Dr. Jeffrey Goldstein, assistant professor of pathology at Feinberg and a Northwestern Medicine pathologist, was a co-author on the study. He was responsible for interpreting the pathology images in the study and helping the computer learn how to analyze placenta images.

“Currently you have two options: Either no placental exam or a full exam, which takes three to five days or longer,” Goldstein said. “Ideally, we’d be analyzing every single placenta after childbirth. With this AI solution, if the AI is doing its job, it would be the first step to a full exam and provide preliminary information to make our jobs a little easier.”

hypercoiled umbilical cord
A photo of a hypercoiled umbilical cord (left) next to an artificial intelligence image of the same umbilical cord (right).

There are currently no evidence-based standards to determine when a placenta should be examined, and low-income countries and areas where home births are more prevalent often lack resources to conduct even a baseline placental analysis. This digital tool could offer a solution, as an individual would need only a smartphone or tablet with the appropriate software.

The team’s study was presented at the International Federation of Placenta Associations meeting held in Buenos Aires, Argentina, in September and at the International Conference on Medical Image Computing and Computer Assisted Intervention held in Shenzen, China, in October.

Fewer resources, quicker turnaround

The AI process would require fewer resources, allowing physicians to gather more comprehensive data to examine how placentas are linked to maternal and fetal health outcomes, and help examine placentas without special equipment — in minutes rather than days.

This AI solution would speed up this process dramatically, Goldstein said.

“Our goal is for a medical professional or trained birth attendant to take a photo, which, after analysis through licensed software, could provide immediate information that aids in the care of the mother and baby,” Gernand said. 

 For example, an umbilical cord with an abnormal insertion point or excessive twisting can be a predictor of neonatal stroke. Examination after a stillbirth could give a family information about whether future stillbirths may reoccur and help medical professionals advise them on possible interventions.

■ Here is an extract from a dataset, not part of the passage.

PR #864, opened 2026-03-04
Parasolid closest point computation for parameter correction

dominik-mokris-mtu:
approval) from @gismo/admins.

Code submitted to the dev branch should be clean, well-documented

13,000 placental images, one AI solution

To create the system, the researchers analyzed 13,000 high-quality images of placentas and their corresponding pathology reports from Northwestern Memorial Hospital. Then, the researchers labeled a training set of images with data points critical to understanding the placenta, such as areas of incompleteness and the umbilical cord insertion point.

“Past analyses have typically examined features independently and used a limited number of images,” said James Wang, professor in Penn State’s College of Information Sciences and Technology. “Our tool leverages artificial intelligence and a large and comprehensive dataset to make multiple decisions at the same time by treating the different parts of the placenta as complementary. To our knowledge, this is the first system for comprehensive, automated placental analysis.”

The images were used to train neural networks using CPU and GPU servers that could automatically analyze new placental images to detect features linked to abnormalities and potential health risks. Their system produced predictions on unlabeled images efficiently, and comparisons with the original pathology reports demonstrated the system’s high accuracy and clinical potential.

Goldstein likens the machine-learning process to potty training a toddler. 

“When an adult uses the bathroom, we don’t think twice about the process,” Goldstein said. “But when you’re teaching a toddler how to use the bathroom, you go through each step: Pull down your pants, underwear, sit on the toilet, etc. You really feel every single one of those steps. That’s how we teach a computer to learn, so it can learn to do these steps on its own.”

This research was supported by the Bill & Melinda Gates Foundation.